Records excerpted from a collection
Start of Block
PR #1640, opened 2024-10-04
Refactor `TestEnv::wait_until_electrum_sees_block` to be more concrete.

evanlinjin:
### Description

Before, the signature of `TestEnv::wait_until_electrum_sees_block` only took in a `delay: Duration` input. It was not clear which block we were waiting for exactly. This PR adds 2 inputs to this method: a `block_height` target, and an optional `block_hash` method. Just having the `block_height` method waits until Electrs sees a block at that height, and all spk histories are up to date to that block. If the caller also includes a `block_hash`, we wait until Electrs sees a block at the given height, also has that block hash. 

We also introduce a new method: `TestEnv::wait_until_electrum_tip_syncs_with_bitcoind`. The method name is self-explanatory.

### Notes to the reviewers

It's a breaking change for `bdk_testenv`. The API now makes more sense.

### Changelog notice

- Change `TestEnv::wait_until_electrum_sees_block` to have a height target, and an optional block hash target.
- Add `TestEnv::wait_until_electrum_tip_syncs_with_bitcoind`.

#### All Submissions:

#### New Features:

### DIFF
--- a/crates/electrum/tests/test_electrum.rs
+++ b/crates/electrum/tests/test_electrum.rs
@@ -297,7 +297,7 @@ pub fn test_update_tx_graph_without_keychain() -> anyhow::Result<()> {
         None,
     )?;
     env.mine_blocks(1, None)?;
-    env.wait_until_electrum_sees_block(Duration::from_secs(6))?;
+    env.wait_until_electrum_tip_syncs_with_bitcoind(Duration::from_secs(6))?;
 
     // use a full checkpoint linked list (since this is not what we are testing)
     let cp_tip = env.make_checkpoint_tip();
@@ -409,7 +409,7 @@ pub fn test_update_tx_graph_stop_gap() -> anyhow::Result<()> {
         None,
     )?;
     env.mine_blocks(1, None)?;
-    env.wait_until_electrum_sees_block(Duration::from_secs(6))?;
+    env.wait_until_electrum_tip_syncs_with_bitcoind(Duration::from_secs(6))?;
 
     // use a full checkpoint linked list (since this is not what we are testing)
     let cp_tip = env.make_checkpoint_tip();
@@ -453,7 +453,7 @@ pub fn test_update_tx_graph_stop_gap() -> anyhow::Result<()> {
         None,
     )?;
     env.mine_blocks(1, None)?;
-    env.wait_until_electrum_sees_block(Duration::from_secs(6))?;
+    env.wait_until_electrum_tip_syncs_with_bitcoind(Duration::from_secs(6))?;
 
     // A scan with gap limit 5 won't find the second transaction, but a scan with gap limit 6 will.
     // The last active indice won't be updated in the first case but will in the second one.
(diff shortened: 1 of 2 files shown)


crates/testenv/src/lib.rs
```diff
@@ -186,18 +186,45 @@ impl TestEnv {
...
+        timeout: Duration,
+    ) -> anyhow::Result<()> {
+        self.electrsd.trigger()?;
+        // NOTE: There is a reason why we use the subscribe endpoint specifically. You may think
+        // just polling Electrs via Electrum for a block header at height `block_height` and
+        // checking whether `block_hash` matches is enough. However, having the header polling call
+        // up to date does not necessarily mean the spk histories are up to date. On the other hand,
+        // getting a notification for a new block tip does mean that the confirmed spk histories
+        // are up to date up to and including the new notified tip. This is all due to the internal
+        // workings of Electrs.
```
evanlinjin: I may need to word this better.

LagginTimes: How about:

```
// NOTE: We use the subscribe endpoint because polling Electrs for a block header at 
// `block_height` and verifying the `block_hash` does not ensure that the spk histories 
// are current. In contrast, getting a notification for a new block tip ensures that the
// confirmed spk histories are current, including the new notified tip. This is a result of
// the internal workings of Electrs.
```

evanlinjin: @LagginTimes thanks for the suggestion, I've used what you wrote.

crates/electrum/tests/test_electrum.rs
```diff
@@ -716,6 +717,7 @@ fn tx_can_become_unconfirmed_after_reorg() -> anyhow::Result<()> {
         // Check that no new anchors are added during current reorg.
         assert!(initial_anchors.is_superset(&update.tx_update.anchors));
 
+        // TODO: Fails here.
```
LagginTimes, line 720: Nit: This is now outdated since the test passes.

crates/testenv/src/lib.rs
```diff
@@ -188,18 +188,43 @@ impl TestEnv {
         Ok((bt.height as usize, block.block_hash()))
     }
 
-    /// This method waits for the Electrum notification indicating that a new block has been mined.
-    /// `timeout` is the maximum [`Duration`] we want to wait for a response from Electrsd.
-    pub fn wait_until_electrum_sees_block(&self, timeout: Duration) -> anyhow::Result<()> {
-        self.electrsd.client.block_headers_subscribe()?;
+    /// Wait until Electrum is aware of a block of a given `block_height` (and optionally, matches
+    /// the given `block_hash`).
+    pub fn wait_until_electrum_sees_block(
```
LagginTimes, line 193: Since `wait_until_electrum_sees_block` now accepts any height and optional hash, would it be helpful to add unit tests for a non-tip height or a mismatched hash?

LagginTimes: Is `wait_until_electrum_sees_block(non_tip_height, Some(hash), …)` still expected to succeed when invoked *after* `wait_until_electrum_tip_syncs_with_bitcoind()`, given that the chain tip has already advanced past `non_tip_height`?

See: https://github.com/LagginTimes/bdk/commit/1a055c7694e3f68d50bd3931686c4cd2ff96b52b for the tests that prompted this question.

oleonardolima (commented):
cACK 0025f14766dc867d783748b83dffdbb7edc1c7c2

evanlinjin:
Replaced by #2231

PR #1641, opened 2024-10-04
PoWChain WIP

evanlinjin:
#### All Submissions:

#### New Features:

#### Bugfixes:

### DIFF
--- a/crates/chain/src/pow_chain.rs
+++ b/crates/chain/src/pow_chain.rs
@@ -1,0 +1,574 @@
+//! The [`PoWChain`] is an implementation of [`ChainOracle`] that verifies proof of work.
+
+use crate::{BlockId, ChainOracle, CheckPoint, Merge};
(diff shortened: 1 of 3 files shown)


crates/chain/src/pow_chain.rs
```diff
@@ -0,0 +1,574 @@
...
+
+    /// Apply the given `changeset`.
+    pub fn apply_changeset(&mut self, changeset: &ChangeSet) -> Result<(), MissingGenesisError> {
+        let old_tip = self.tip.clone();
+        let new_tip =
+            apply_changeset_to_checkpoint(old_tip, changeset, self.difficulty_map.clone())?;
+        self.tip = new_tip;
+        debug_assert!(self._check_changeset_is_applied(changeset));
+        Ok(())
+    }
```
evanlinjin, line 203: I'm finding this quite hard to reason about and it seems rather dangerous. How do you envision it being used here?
End of Block
• EXERCISE REQUIREMENTS
Write only the number of lines in the data where the word "shortened" occurs.

• FINAL ANSWER
2